State initialization class to dynamically adapt predator mass.

This is essentially an auto-curriculum: When the subject does well (evades the predators for a long time before being caught), the predators' masses are decreased, thereby increasing the predators' speeds. Conversely, when the subject does poorly (gets caught quickly), the predators' masses are increased, thereby decreasing the predators' speeds.

Constructor.

This class uses the meta-state to keep track of the number of steps before the agent is caught. See the game rules section near the bottom of this file for the counter incrementer.

Args

step_scaling_factor: Float. Fractional decrease of predator mass after a trial longer than threshold_trial_len. Also used as fractional increase of predator mass after a trial shorter than threshold_trial_len. Should be small and positive.
threshold_trial_len: Length of a trial above which the predator mass is decreased and below which the predator mass is increased.

Methods

def meta_state_initializer(self)

Expand source code

def meta_state_initializer(self):
    """Meta-state initializer method to be fed to environment."""
    self._meta_state = {'step_count': 0}
    return self._meta_state

Meta-state initializer method to be fed to environment.

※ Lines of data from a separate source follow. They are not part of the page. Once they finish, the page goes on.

PR #10423, opened 2024-01-23
feat(sdk): support local pipeline execution

connor-mccarthy:
Enables running a pipeline locally:
```python
from kfp import dsl
from kfp import local

local.init(runner=local.SubprocessRunner())


@dsl.component
def add(a: int, b: int) -> int:
    return a + b


@dsl.pipeline
def my_pipeline(num: int) -> int:
    t1 = add(a=num, b=2)
    t2 = add(a=t1.output, b=3)
    return t2.output


task = my_pipeline(num=1)
print(f'Got result: {task.output}')
```

Currently:
- Only sequential pipelines are supported. Control flow features (`dsl.Condition`, `dsl.ParallelFor`, and `dsl.ExitHandler`) are not supported yet.
- `dsl.importer`is not supported yet.
- Pipeline-in-pipeline is not supported yet.
- Passing data via f-strings is not supported.

**Checklist:**

### DIFF
--- a/sdk/python/kfp/dsl/pipeline_task.py
+++ b/sdk/python/kfp/dsl/pipeline_task.py
@@ -28,6 +28,7 @@ from kfp.dsl import placeholders
 from kfp.dsl import structures
 from kfp.dsl import utils
 from kfp.dsl.types import type_utils
+from kfp.local import pipeline_orchestrator
 from kfp.pipeline_spec import pipeline_spec_pb2
 
 _register_task_handler = lambda task: utils.maybe_rename_for_k8s(
@@ -190,13 +191,20 @@ class PipelineTask:
         from kfp.local import task_dispatcher
 
         if self.pipeline_spec is not None:
-            raise NotImplementedError(
-                'Local pipeline execution is not currently supported.')
-
-        self._outputs = task_dispatcher.run_single_task(
-            pipeline_spec=self.component_spec.to_pipeline_spec(),
-            arguments=args,
-        )
+            self._outputs = pipeline_orchestrator.run_local_pipeline(
+                pipeline_spec=self.pipeline_spec,
+                arguments=args,
+            )
+        elif self.component_spec is not None:
+            self._outputs = task_dispatcher.run_single_task(
+                pipeline_spec=self.component_spec.to_pipeline_spec(),
+                arguments=args,
+            )
+        else:
+            # user should never hit this
+            raise ValueError(
+                'One of pipeline_spec or component_spec must not be None for local execution.'
+            )
         self.state = TaskState.FINAL
 
     @property
--- a/sdk/python/kfp/local/dag_orchestrator.py
+++ b/sdk/python/kfp/local/dag_orchestrator.py
@@ -1,0 +1,316 @@
+# Copyright 2024 The Kubeflow Authors
+#
+# Licensed under the Apache License, Version 2.0 (the "License");
+# you may not use this file except in compliance with the License.
+# You may obtain a copy of the License at
+#
+#      http://www.apache.org/licenses/LICENSE-2.0
+#
+# Unless required by applicable law or agreed to in writing, software
+# distributed under the License is distributed on an "AS IS" BASIS,
+# WITHOUT WARRANTIES OR CONDITIONS OF ANY KIND, either express or implied.
+# See the License for the specific language governing permissions and
+# limitations under the License.
+"""Code for locally executing a DAG within a pipeline."""
+from typing import Any, Dict, Optional, Tuple
+
+from kfp.local import config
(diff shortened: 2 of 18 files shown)


sdk/python/kfp/local/dag_orchestrator.py
```diff
@@ -0,0 +1,316 @@
...
+                    key,
+                    output,
+                )
+        else:
+            raise ValueError(f'Got unknown task status: {task_status.name}')
+
+    return status.Status.SUCCESS, None
+
+
+def bind_defaults_to_dag_arguments(
```
chensun, line 121: nit: this name is a bit misleading as function binds both user inputs and default values (when user inputs are not provided).

sdk/python/kfp/local/dag_orchestrator.py
```diff
@@ -0,0 +1,316 @@
...
+) -> None:
+    """Validates that an ExecutorSpec is a supported executor for local
+    execution.
+
+    Args:
+        executor: The ExecutorSpec to validate.
+    """
+    if executor.WhichOneof('spec') == 'importer':
+        raise ValueError(
+            "Importer is not yet supported by local pipeline execution. Found 'dsl.importer' task in pipeline."
```
chensun, line 224: nit: per message this should be `NotImplementedError`?

sdk/python/kfp/local/dag_orchestrator.py
```diff
@@ -0,0 +1,316 @@
...
+        kind = parameter_selector_spec.WhichOneof('kind')
+        if kind == 'value_from_parameter':
+            value_from_parameter = parameter_selector_spec.value_from_parameter
+            outputs[root_output_key] = io_store.get_task_output(
+                value_from_parameter.producer_subtask,
+                value_from_parameter.output_parameter_key,
+            )
+        elif kind == 'value_from_oneof':
+            raise ValueError(
+                "'dsl.OneOf' is not yet supported in local execution.")
```
chensun, line 258: nit: NotImplementedError

sdk/python/kfp/local/graph_utils.py
```diff
@@ -0,0 +1,79 @@
...
+    allows for a general topological_sort sort implementation.
+
+    Args:
+        tasks: The tasks in the pipeline.
+
+    Returns:
+        An adjacency list of tasks name to a list of upstream tasks. The key task depends on all value tasks being executed first.
+    """
+    return {
+        task_name: task_details.dependent_tasks
```
chensun, line 50: nit: This seems to be reversed order of key and value comparing to traditional adjacency list definition. Though you get the result right by reserving the sorted result at the end.

sdk/python/kfp/local/graph_utils_test.py
```diff
@@ -0,0 +1,290 @@
...
+            for k, v in COMPLEX_TASK_TOPOLOGY.items()
+        }
+        actual = graph_utils.topological_sort_tasks(tasks)
+        expected = ['printer', 'divide', 'add-2', 'multiply', 'add']
+        self.assertEqual(actual, expected)
+
+
+SIMPLE_TASK_TOPOLOGY = {
+    'identity': {
+        'cachingOptions': {
```
chensun, line 97: nit: for shorter code and better readability, unused/unrelated fields can be omitted.

chensun (commented):
/lgtm

sdk/python/kfp/dsl/pipeline_task.py
```diff
@@ -190,13 +191,20 @@ def _execute_locally(self, args: Dict[str, Any]) -> None:
...
-
-        self._outputs = task_dispatcher.run_single_task(
-            pipeline_spec=self.component_spec.to_pipeline_spec(),
-            arguments=args,
-        )
+            self._outputs = pipeline_orchestrator.run_local_pipeline(
+                pipeline_spec=self.pipeline_spec,
+                arguments=args,
+            )
+        elif self.component_spec is not None:
```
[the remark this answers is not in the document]
connor-mccarthy: I think this LOC should not be hit for the case of a pipeline in a pipeline, since [`execute_locally`](https://github.com/kubeflow/pipelines/blob/8c7b5b2bf56beef42511bf640d35b2c040389cc9/sdk/python/kfp/dsl/pipeline_task.py#L182) would be `False` (passed in [here](https://github.com/kubeflow/pipelines/blob/8c7b5b2bf56beef42511bf640d35b2c040389cc9/sdk/python/kfp/dsl/base_component.py#L104)). For condition and iteration `DagSpec`s, there is no associated `PipelineTask` so this LOC would also not be hit.

Is there another case you had in mind?

In my WIP implementation of pipeline-in-pipeline local execution, I've also not hit an issue here.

def state_initializer(self)

Expand source code

def state_initializer(self):
    """State initializer method to be fed to environment."""
    agent = self._agent_generator(without_overlapping=self._walls)
    predators = self._predator_generator(
        without_overlapping=self._walls + agent)

    if self._meta_state is not None:
        if self._meta_state['step_count'] > self._threshold_trial_len:
            self._mass -= self._mass * self._step_scaling_factor
        else:
            self._mass += self._mass * self._step_scaling_factor
    for s in predators:
        s.mass = self._mass
    
    state = collections.OrderedDict([
        ('walls', self._walls),
        ('agent', agent),
        ('predators', predators),
    ])
    return state

State initializer method to be fed to environment.